PR #2273, opened 2026-08-20
feat(solana): implement TokenPoolMigrator for v1.6.x token pools

0xsuryansh:
Implements GetSupportedChains, GetRemoteToken, and GetRemotePools on the Solana SolanaAdapter (v1.6.0), so AutoMigrateRemoteChains can discover and reverse-propagate to an active Solana 1.6.x pool when migrating an EVM pool to v2.0.0. Previously only EVM adapters implemented TokenPoolMigrator, causing auto-migrate to fail with "does not support token pool migration" whenever a Solana chain was involved.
+--
| DESCRIPTION OF THE TASK |
Scan the material above for the string "token" and copy every line that has it.

| YOUR RESPONSE |
feat(solana): implement TokenPoolMigrator for v1.6.x token pools
Implements GetSupportedChains, GetRemoteToken, and GetRemotePools on the Solana SolanaAdapter (v1.6.0), so AutoMigrateRemoteChains can discover and reverse-propagate to an active Solana 1.6.x pool when migrating an EVM pool to v2.0.0. Previously only EVM adapters implemented TokenPoolMigrator, causing auto-migrate to fail with "does not support token pool migration" whenever a Solana chain was involved.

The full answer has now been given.